*Collected data*.
=== Begin Enclosure ===
PR #773, opened 2026-06-14
Fix note list row alignment on Windows display scaling

### LINKED ISSUE #164: Bug - notes are not aligned well on some reported Windows machines

AJ0070:
#### Changes

- Added font-metric-based minimum height helpers for note list rows
- Applied those minimum heights in the note list delegate sizing paths
- Updated tagged-note editor sizing to use the same metric-based floor
- Replaced fixed tag-list vertical placement with metric-based placement

#### Why

The Windows issue appears to come from a mismatch between:

- fixed pixel row heights in the custom note list layout
- scaled font rendering on Windows, especially with `Segoe UI` and non-`100%` display scaling

When scaling increases text height, the old fixed values could leave the content taller than the row allocated for it, causing visible misalignment.

#### Tested for these settings

Built and tested locally on Windows.

Verified the note list manually at multiple display scaling levels:

- `100%`
- `125%`
- `150%`
- `175%`

Checked the following scenarios at each scaling level:

- regular note rows
- tagged note rows
- `All Notes` view
- pinned/unpinned note sections

Verified that:

- note titles, dates, and preview text remain aligned
- text does not overlap or get clipped
- tagged rows expand enough to contain tag chips cleanly
- pinned section headers and first rows below them remain properly spaced
- `All Notes` rows still leave enough room for the folder line

Fixes #164

### DIFF
--- a/src/notelistdelegate.cpp
+++ b/src/notelistdelegate.cpp
@@ -98,10 +98,10 @@ int NoteListDelegate::minimumContentHeight() const
     return note_list_constants::TOP_OFFSET_Y + titleHeight + dateHeight + contentHeight + note_list_constants::DATE_DESC_SPACE;
 }
 
-int NoteListDelegate::minimumRowHeight(bool isInAllNotes) const
+int NoteListDelegate::minimumRowHeight() const
 {
     int result = minimumContentHeight() + note_list_constants::LAST_EL_SEP_SPACE;
-    if (isInAllNotes) {
+    if (m_isInAllNotes) {
         const int folderLineHeight = qMax(QFontMetrics(m_titleFont).height(), 16) + note_list_constants::DESC_FOLDER_SPACE;
         result += folderLineHeight;
     }
@@ -243,7 +243,7 @@ QSize NoteListDelegate::sizeHint(const QStyleOptionViewItem &option, const QMode
     }
 
     int yOffsets = secondYOffset + thirdYOffset + fourthYOffset + fifthYOffset;
-    const int minimumHeight = minimumRowHeight(m_isInAllNotes) + yOffsets;
+    const int minimumHeight = minimumRowHeight() + yOffsets;
     if (m_isInAllNotes) {
         result.setHeight(result.height() - 2 + note_list_constants::LAST_EL_SEP_SPACE + yOffsets);
     } else {
@@ -299,7 +299,7 @@ QSize NoteListDelegate::bufferSizeHint(const QStyleOptionViewItem &option, const
     }
 
     int yOffsets = secondYOffset + thirdYOffset + fourthYOffset;
-    const int minimumHeight = minimumRowHeight(m_isInAllNotes) + yOffsets;
+    const int minimumHeight = minimumRowHeight() + yOffsets;
     if (m_isInAllNotes) {
         result.setHeight(result.height() - 2 + note_list_constants::LAST_EL_SEP_SPACE + yOffsets);
     } else {
--- a/src/notelistdelegate.cpp
+++ b/src/notelistdelegate.cpp
@@ -334,7 +334,16 @@ void NoteListDelegate::paintBackground(QPainter *painter, const QStyleOptionView
     QRect bufferRect = buffer.rect();
     auto isPinned = index.data(NoteListModel::NoteIsPinned).toBool();
     auto const *model = static_cast<NoteListModel *>(m_view->model());
-    if (model->hasPinnedNote() && model->isFirstPinnedNote(index) && static_cast<NoteListView *>(m_view)->isPinnedNotesCollapsed()) {
+    const bool isCollapsedPinnedHeader = m_view->isPinnedNotesCollapsed() && model->isFirstPinnedNote(index);
+    const int headerOffset = sectionHeaderHeight(index, *model);
+    if (headerOffset > 0 && !isCollapsedPinnedHeader) {
+        int fifthYOffset = 0;
+        if (!m_view->isPinnedNotesCollapsed() && model->isFirstUnpinnedNote(index)) {
+            fifthYOffset = note_list_constants::LAST_PINNED_TO_UNPINNED_HEADER;
+        }
+        bufferRect.setY(bufferRect.y() + headerOffset + fifthYOffset);
+    }
+    if (model->hasPinnedNote() && isCollapsedPinnedHeader) {
         bufferPainter.fillRect(bufferRect, QBrush(m_defaultColor));
     } else if ((option.state & QStyle::State_Selected) == QStyle::State_Selected) {
         if (qApp->applicationState() == Qt::ApplicationActive) {
--- a/src/notelistdelegate.cpp
+++ b/src/notelistdelegate.cpp
@@ -108,6 +108,15 @@ int NoteListDelegate::minimumRowHeight() const
     return result;
 }
 
+int NoteListDelegate::sectionHeaderHeight(const QModelIndex &index, const NoteListModel &model)
+{
+    if (model.hasPinnedNote() && (model.isFirstPinnedNote(index) || model.isFirstUnpinnedNote(index))) {
+        return note_list_constants::SECTION_HEADER_HEIGHT;
+    }
+
+    return 0;
+}
+
 void NoteListDelegate::setState(NoteListState NewState, QModelIndexList indexes)
 {
     if (animationState() != QTimeLine::NotRunning) {
@@ -197,9 +206,8 @@ QSize NoteListDelegate::sizeHint(const QStyleOptionViewItem &option, const QMode
         if (m_state == NoteListState::MoveIn) {
             result.setHeight(rowHeight);
         } else {
-            double rate = m_timeLine->currentFrame() / (m_maxFrame * 1.0);
-            double height = rowHeight * rate;
-            result.setHeight(int(height));
+            const double rate = m_timeLine->currentFrame() / (m_maxFrame * 1.0);
+            result.setHeight(int(rowHeight * rate));
         }
     } else {
         result.setHeight(rowHeight);
@@ -211,18 +219,18 @@ QSize NoteListDelegate::sizeHint(const QStyleOptionViewItem &option, const QMode
         auto isPinned = note.isPinnedNote();
         if (isPinned) {
             if (noteListModel->isFirstPinnedNote(index)) {
-                result.setHeight(25);
+                result.setHeight(note_list_constants::SECTION_HEADER_HEIGHT);
                 return result;
             }
             result.setHeight(0);
             return result;
         }
         if (noteListModel->hasPinnedNote() && noteListModel->isFirstUnpinnedNote(index)) {
-            result.setHeight(result.height() + 25);
+            result.setHeight(result.height() + note_list_constants::SECTION_HEADER_HEIGHT);
         }
     } else {
         if (noteListModel->hasPinnedNote() && (noteListModel->isFirstPinnedNote(index) || noteListModel->isFirstUnpinnedNote(index))) {
-            result.setHeight(result.height() + 25);
+            result.setHeight(result.height() + note_list_constants::SECTION_HEADER_HEIGHT);
         }
     }
     int secondYOffset = 0;
@@ -243,13 +251,15 @@ QSize NoteListDelegate::sizeHint(const QStyleOptionViewItem &option, const QMode
     }
 
     int yOffsets = secondYOffset + thirdYOffset + fourthYOffset + fifthYOffset;
-    const int minimumHeight = minimumRowHeight() + yOffsets;
+    const int minimumHeight = minimumRowHeight() + sectionHeaderHeight(index, *noteListModel) + yOffsets;
     if (m_isInAllNotes) {
         result.setHeight(result.height() - 2 + note_list_constants::LAST_EL_SEP_SPACE + yOffsets);
     } else {
         result.setHeight(result.height() - 10 + note_list_constants::LAST_EL_SEP_SPACE + yOffsets);
     }
-    result.setHeight(qMax(result.height(), minimumHeight));
+    if (!m_animatedIndexes.contains(index)) {
+        result.setHeight(qMax(result.height(), minimumHeight));
+    }
     return result;
 }
 
@@ -278,7 +288,7 @@ QSize NoteListDelegate::bufferSizeHint(const QStyleOptionViewItem &option, const
         auto isPinned = index.data(NoteListModel::NoteIsPinned).value<bool>();
         if (isPinned) {
             if (noteListModel->isFirstPinnedNote(index)) {
-                result.setHeight(25);
+                result.setHeight(note_list_constants::SECTION_HEADER_HEIGHT);
                 return result;
             }
             result.setHeight(0);
@@ -299,7 +309,7 @@ QSize NoteListDelegate::bufferSizeHint(const QStyleOptionViewItem &option, const
     }
 
     int yOffsets = secondYOffset + thirdYOffset + fourthYOffset;
-    const int minimumHeight = minimumRowHeight() + yOffsets;
+    const int minimumHeight = minimumRowHeight() + sectionHeaderHeight(index, *noteListModel) + yOffsets;
     if (m_isInAllNotes) {
         result.setHeight(result.height() - 2 + note_list_constants::LAST_EL_SEP_SPACE + yOffsets);
     } else {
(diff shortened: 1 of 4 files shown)


AJ0070:
@nuttyartist Can I get review on this?

zjeffer:
Can you add before & after screenshots?

AJ0070:
100% Scale: 

image


125% Scale:

image


150% Scale:

image


175% Scale:

image

src/notelistdelegate.cpp
```diff
@@ -89,6 +89,25 @@ NoteListDelegate::NoteListDelegate(NoteListView *view, TagPool *tagPool, QObject
...
+    const int dateHeight = QFontMetrics(m_dateFont).height();
+    const int contentHeight = titleHeight;
+
+    return note_list_constants::TOP_OFFSET_Y + titleHeight + dateHeight + contentHeight + note_list_constants::DATE_DESC_SPACE;
+}
+
+int NoteListDelegate::minimumRowHeight(bool isInAllNotes) const
+{
+    int result = minimumContentHeight() + note_list_constants::LAST_EL_SEP_SPACE;
+    if (isInAllNotes) {
```
zjeffer: the isAllNotes parameter could be removed, and simply use m_isInAllNotes

AJ0070: done

AJ0070:
The windows failure looks unrelated to my changes.

zjeffer:
Indeed, I just ran the ci/cd on master and it failed with the same issues https://github.com/nuttyartist/notes/actions/runs/27494239891/job/81265236753

zjeffer (approved):

AJ0070:
@nuttyartist gentle ping!

nuttyartist:
Hi there @AJ0070! Thanks for contributing. Going over your PR now!

nuttyartist (changes requested):
Thanks again for the changes. There are some issues. 

### 1. Animation rows no longer collapse/expand correctly

`src/notelistdelegate.cpp`

First, this PR breaks the some of the animations of notes list delegates:

Before:

https://github.com/user-attachments/assets/87e7e353-3664-4320-a2e3-8e8aa6bbb828

After:

https://github.com/user-attachments/assets/cedc052b-b8a2-44df-b151-66f0f5bcf063

**The reason**
The new minimum-height clamp is applied even when `sizeHint()` is returning timeline-scaled heights for insert/remove/move animations. That means an animated row can be clamped back up to `minimumRowHeight()` instead of shrinking toward zero or growing smoothly.

**How to test**
Create, delete, pin, or unpin a note and watch the note-list row animation. The affected row should smoothly grow or collapse. With this change, the row can remain at least `minimumRowHeight()` during the animation.

### 2. Pinned/Notes section header height is missing from the minimum row height

`src/notelistdelegate.cpp`  
`src/notelistdelegateeditor.cpp`

Before:
Image

After:
Image

The painted content is shifted down by 25px for the first pinned row or first unpinned row under the `Pinned` / `Notes` section headers, but the new minimum-height calculation does not include that 25px. At higher Windows scaling, those first rows can still clip or overlap because the row floor only accounts for text/folder/tag content, not the section header above it.

**How to test**

On Windows, use display scaling or text scaling high enough to reproduce the original issue, ideally `150%` or `175%`.

Create notes so there is:

- a first pinned note
- a first unpinned note
- tagged rows
- the `All Notes` view, so the folder line is visible

Then inspect the first pinned and first unpinned rows. These are the rows whose content is shifted down by the section header. If the 25px header is missing from the minimum height, they are the most likely places to see clipped text, clipped tag chips, or overlap.

src/notelistdelegate.cpp
```diff
@@ -224,11 +243,13 @@ QSize NoteListDelegate::sizeHint(const QStyleOptionViewItem &option, const QMode
     }
 
     int yOffsets = secondYOffset + thirdYOffset + fourthYOffset + fifthYOffset;
+    const int minimumHeight = minimumRowHeight() + yOffsets;
     if (m_isInAllNotes) {
         result.setHeight(result.height() - 2 + note_list_constants::LAST_EL_SEP_SPACE + yOffsets);
     } else {
         result.setHeight(result.height() - 10 + note_list_constants::LAST_EL_SEP_SPACE + yOffsets);
     }
+    result.setHeight(qMax(result.height(), minimumHeight));
```
nuttyartist: This clamp also runs for animated rows. In the animated branch above, `result.height()` is intentionally scaled by the timeline so insert/remove/move rows can grow or collapse, but the final `qMax(..., minimumHeight)` raises it back to at least the full minimum height.

Suggested fix: only apply the minimum-height floor when the row is not in `m_animatedIndexes`, or clamp the target row height before applying the timeline rate.

How to test: create, delete, pin, or unpin a note and watch the affected row. It should smoothly grow/collapse. You can also log `result.height()` near `currentFrame == 0`: it is computed near zero, then raised again by this `qMax`.

src/notelistdelegate.cpp
```diff
@@ -224,11 +243,13 @@ QSize NoteListDelegate::sizeHint(const QStyleOptionViewItem &option, const QMode
     }
 
     int yOffsets = secondYOffset + thirdYOffset + fourthYOffset + fifthYOffset;
+    const int minimumHeight = minimumRowHeight() + yOffsets;
```
nuttyartist: This minimum height does not include the 25px section header for the first pinned row / first unpinned row, even though `paintLabels()` shifts those rows' content down by that header. Once font metrics exceed the old fixed budget, those first rows can still clip/overlap. The same issue applies to the editor floor in `NoteListDelegateEditor::recalculateSize()` because `tagListTop()` includes the 25px header but `minimumRowHeight() + tag height` does not.

Suggested fix: include the same header offset in the minimum-height calculation for first pinned/first unpinned rows, preferably via a shared helper so delegate paint, tag placement, and row sizing stay in sync.

How to test: on Windows at 150% or 175% scaling, create a first pinned note and a first unpinned note, with tags, and also check `All Notes` so the folder line is visible. Inspect those first rows for clipped text, clipped tag chips, or overlap.

nuttyartist (commented):
Thanks for tackling the Windows scaling issue. I left two spots where the sizing math still needs to account for existing behavior.

AJ0070:
@nuttyartist Thank you for the comprehensive review! I've addressed both issues.

nuttyartist:
I found one follow-up visual regression after the latest sizing fix: when the first pinned note is selected, the selected background now bleeds upward into the `Pinned` section header.

Before:
Screenshot 2026-06-19 at 14 30 54
After:
Screenshot 2026-06-19 at 14 31 53

The likely cause is that `sizeHint()` now correctly includes `sectionHeaderHeight(...)`, but `NoteListDelegate::paintBackground()` still fills the entire `bufferRect` for selected/hover/default rows before drawing the pixmap back. The editor path already handles this correctly by moving `bufferRect` down before filling:

```cpp
bufferRect.setY(bufferRect.y() + note_list_constants::SECTION_HEADER_HEIGHT + fifthYOffset);
```

Suggested fix: mirror that behavior in `NoteListDelegate::paintBackground()` for first pinned / first unpinned rows, while preserving the collapsed pinned-header-only case. In other words, the background fill rect should start below the `Pinned` / `Notes` header when the row includes both a section header and note content.

A shape like this should be close:

```cpp
int headerOffset = sectionHeaderHeight(index, *model);
if (headerOffset > 0 && !(m_view->isPinnedNotesCollapsed() && model->isFirstPinnedNote(index))) {
    int fifthYOffset = 0;
    if (!m_view->isPinnedNotesCollapsed() && model->isFirstUnpinnedNote(index)) {
        fifthYOffset = note_list_constants::LAST_PINNED_TO_UNPINNED_HEADER;
    }
    bufferRect.setY(bufferRect.y() + headerOffset + fifthYOffset);
}
```

How to test:

- Expand pinned notes and select the first pinned note. The blue selection background should begin below the `Pinned` label, not behind it.
- Select the first unpinned note when the `Notes` header is visible. The `Notes` header should also keep its normal background.
- Collapse pinned notes and make sure the pinned header-only row still paints normally.

AJ0070:
@nuttyartist I have fixed the follow-up visual regression.

AJ0070:
Let me know if any further changes are required.

AJ0070:
@nuttyartist I have addressed all of the reviews, please let me know if any further changes are required.

nuttyartist:
@AJ0070 Sorry for the delay, I'll have available time to properly review your changes only at the weekend. I did find multiple issues with your changes already, so I want to make sure to test it again properly. Stay tuned.

AJ0070:
@nuttyartist did you get the chance to review it?

nuttyartist:
One issue still looks off around the first unpinned row when pinned notes are expanded.

`sizeHint()` accounts for `LAST_PINNED_TO_UNPINNED_HEADER`, but `bufferSizeHint()` does not, and `paintBackground()` now also shifts `bufferRect` by `sectionHeaderHeight + fifthYOffset`. Since the pixmap is later drawn bottom-aligned into the row, the first unpinned row can end up with the background/body region shifted relative to the actual row height.

I can see this in hover/selection/drag states, and it also affects the no-tags path: an unpinned note without tags directly under the `Notes` header has incorrect top padding.

Repro:
1. Have at least one pinned note and one unpinned note.
2. Keep pinned notes expanded.
3. Make the first unpinned note sit directly under the `Notes` header.
4. Test that first unpinned row both with and without tags, then hover/select/drag over it.

Expected: the row background, top padding, separator, text, and tag editor all start consistently below the header/gap.
Actual: the first unpinned row can get a shifted/extra top gap, especially visible in background states and also on no-tag rows.

Suggested direction: centralize the header/gap/body offset calculation so `sizeHint()`, `bufferSizeHint()`, `paintBackground()`, and the editor path all agree. In particular, avoid mixing a full-row `sizeHint()` with a differently-sized/shifted paint buffer for the first unpinned row.

nuttyartist:
There's still a problem with the first unpinned note when there are pinned notes.

Before:
Screenshot 2026-07-03 at 12 51 46
After:
Screenshot 2026-07-03 at 12 52 31

It takes me a long time to spin up a VM every time and test your changes, so, please, if you can test your commits carefully next time, I'll appreciate that. I'm not going to accept PRs that haven't been carefully tested. in the end, people are going to use this, it should look and behave well.

I'm leaving comments on the PR using an agent.

src/notelistdelegate.cpp
```diff
@@ -278,11 +309,13 @@ QSize NoteListDelegate::bufferSizeHint(const QStyleOptionViewItem &option, const
     }
 
     int yOffsets = secondYOffset + thirdYOffset + fourthYOffset;
+    const int minimumHeight = minimumRowHeight() + sectionHeaderHeight(index, *noteListModel) + yOffsets;
```
nuttyartist: This path needs the same first-unpinned gap that `sizeHint()` uses. Without it, the paint buffer can be shorter than the actual row rect, which is what makes the first unpinned row's background/top padding drift, including the no-tag case.

```suggestion
    int fifthYOffset = 0;
    if (noteListModel->hasPinnedNote() && !m_view->isPinnedNotesCollapsed() && noteListModel->isFirstUnpinnedNote(index)) {
        fifthYOffset = note_list_constants::LAST_PINNED_TO_UNPINNED_HEADER;
    }

    int yOffsets = secondYOffset + thirdYOffset + fourthYOffset + fifthYOffset;
    const int minimumHeight = minimumRowHeight() + sectionHeaderHeight(index, *noteListModel) + yOffsets;
```

src/notelistdelegate.cpp
```diff
@@ -301,7 +334,16 @@ void NoteListDelegate::paintBackground(QPainter *painter, const QStyleOptionView
...
     auto const *model = static_cast<NoteListModel *>(m_view->model());
-    if (model->hasPinnedNote() && model->isFirstPinnedNote(index) && static_cast<NoteListView *>(m_view)->isPinnedNotesCollapsed()) {
+    const bool isCollapsedPinnedHeader = m_view->isPinnedNotesCollapsed() && model->isFirstPinnedNote(index);
+    const int headerOffset = sectionHeaderHeight(index, *model);
+    if (headerOffset > 0 && !isCollapsedPinnedHeader) {
+        int fifthYOffset = 0;
+        if (!m_view->isPinnedNotesCollapsed() && model->isFirstUnpinnedNote(index)) {
+            fifthYOffset = note_list_constants::LAST_PINNED_TO_UNPINNED_HEADER;
+        }
+        bufferRect.setY(bufferRect.y() + headerOffset + fifthYOffset);
```
nuttyartist: This offset should stay paired with the size-hint gap above. Naming the first-unpinned gap here makes the dependency easier to spot; ideally this calculation would become a tiny shared helper used by `sizeHint()`, `bufferSizeHint()`, and painting.

```suggestion
    const bool isCollapsedPinnedHeader = m_view->isPinnedNotesCollapsed() && model->isFirstPinnedNote(index);
    const bool isFirstUnpinnedWithGap = model->hasPinnedNote() && !m_view->isPinnedNotesCollapsed() && model->isFirstUnpinnedNote(index);
    const int bodyTopOffset = sectionHeaderHeight(index, *model)
            + (isFirstUnpinnedWithGap ? note_list_constants::LAST_PINNED_TO_UNPINNED_HEADER : 0);
    if (bodyTopOffset > 0 && !isCollapsedPinnedHeader) {
        bufferRect.setY(bufferRect.y() + bodyTopOffset);
    }
```

AJ0070:
Thanks for the review, pushed a fix for the first-unpinned-row spacing, properly tested this time.

**Why not the inline suggestion verbatim:** it grows `bufferSizeHint()` *and* shifts `bufferRect` by the same offset, but the buffer is drawn bottom-aligned by `drawPixmap()`, so the two overlap. I kept the buffer body-only and let the existing bottom-alignment reserve the header/gap, which preserves `rowHeight − bufferHeight == sectionHeaderHeight + firstUnpinnedGap`. `sizeHint()`, `bufferSizeHint()` and `paintBackground()` now all derive that offset from the same two helpers.

**Measured** — highlight band top/height in logical px, first unpinned row without tags, pinned expanded (expected offset 35 = 25 header + 10 gap):

| build | 100% | 150% | 175% |
|---|---|---|---|
| `master` | 132 / 72 | 132 / 72 | 132 / 72 |
| `6919e46` (what you reviewed) | 148 / 68 | 148 / 68 | 148 / 68 |
| this PR | 138 / 78 | 138 / 78 | 138 / 78 |

The regression started 10px low and lost 10px of height. Fixed, and identical at every scaling level.

comparison_175

comparison_150

comparison_aligned

Also verified: first pinned (25), ordinary rows (0), pinned collapsed (25, no gap), All Notes, hover/selected, and the insert animation still collapses to height 0 — so the minimum-height floor is correctly skipped for animated rows. Not tested: drag, since it enters a modal `QDrag::exec()` loop; its indicator rects derive from the same `bufferRect`.

**On #164 itself:** display scaling alone can't reproduce it on Qt 6 — `dpr` changes but `logicalDpi=96` and `titleFontHeight=17` at 100/150/175%, so rows and text scale together. The real trigger is font metrics exceeding the hardcoded 70/106px row budget (font substitution, DPI-unaware path, larger system text). Raising the font size reproduces it on `master` — the pinned note's preview line overflows and collides with the `Notes` header — and this PR fixes it. That's what the metric-based `minimumRowHeight()` floor addresses, whichever cause is at play.

issue164

AJ0070:
Heads up that the red X on Windows here is pre-existing and unrelated to this PR:

```
FAILED: CMakeFiles/Notes.dir/src/customapplicationstyle.cpp.obj
Qt\6.4.3\msvc2019_64\include\QtCore/qvarlengtharray.h(377): error C3861: 'stdext': identifier not found
Qt\6.4.3\msvc2019_64\include\QtCore/qvarlengtharray.h(909): error C2065: 'stdext': undeclared identifier
```

It fails inside Qt's own header while compiling `src/customapplicationstyle.cpp` — a file this PR doesn't touch. The build stops before it ever reaches the files I changed. `master` fails identically ([run 27494239891](https://github.com/nuttyartist/notes/actions/runs/27494239891)), same job, same error.

Cause: the `windows-2025` runner image now ships Visual Studio 18 / MSVC 14.51, whose STL dropped the `stdext` namespace, and Qt 6.4.3's `qvarlengtharray.h` still uses it. Bumping the Windows job off Qt 6.4.3 (the macOS dmg job already uses 6.5.2) or pinning `runs-on: windows-2022` should clear it.

Happy to open a separate PR for that if it'd help — kept it out of this one to avoid mixing a CI change into the layout fix.

AJ0070:
@nuttyartist gentle ping!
=== End Enclosure ===
*DIRECTIONS*. Using the entries above, return each line that includes the word "properly".

*WRITTEN SOLUTION*.
- pinned section headers and first rows below them remain properly spaced
@AJ0070 Sorry for the delay, I'll have available time to properly review your changes only at the weekend. I did find multiple issues with your changes already, so I want to make sure to test it again properly. Stay tuned.
Thanks for the review, pushed a fix for the first-unpinned-row spacing, properly tested this time.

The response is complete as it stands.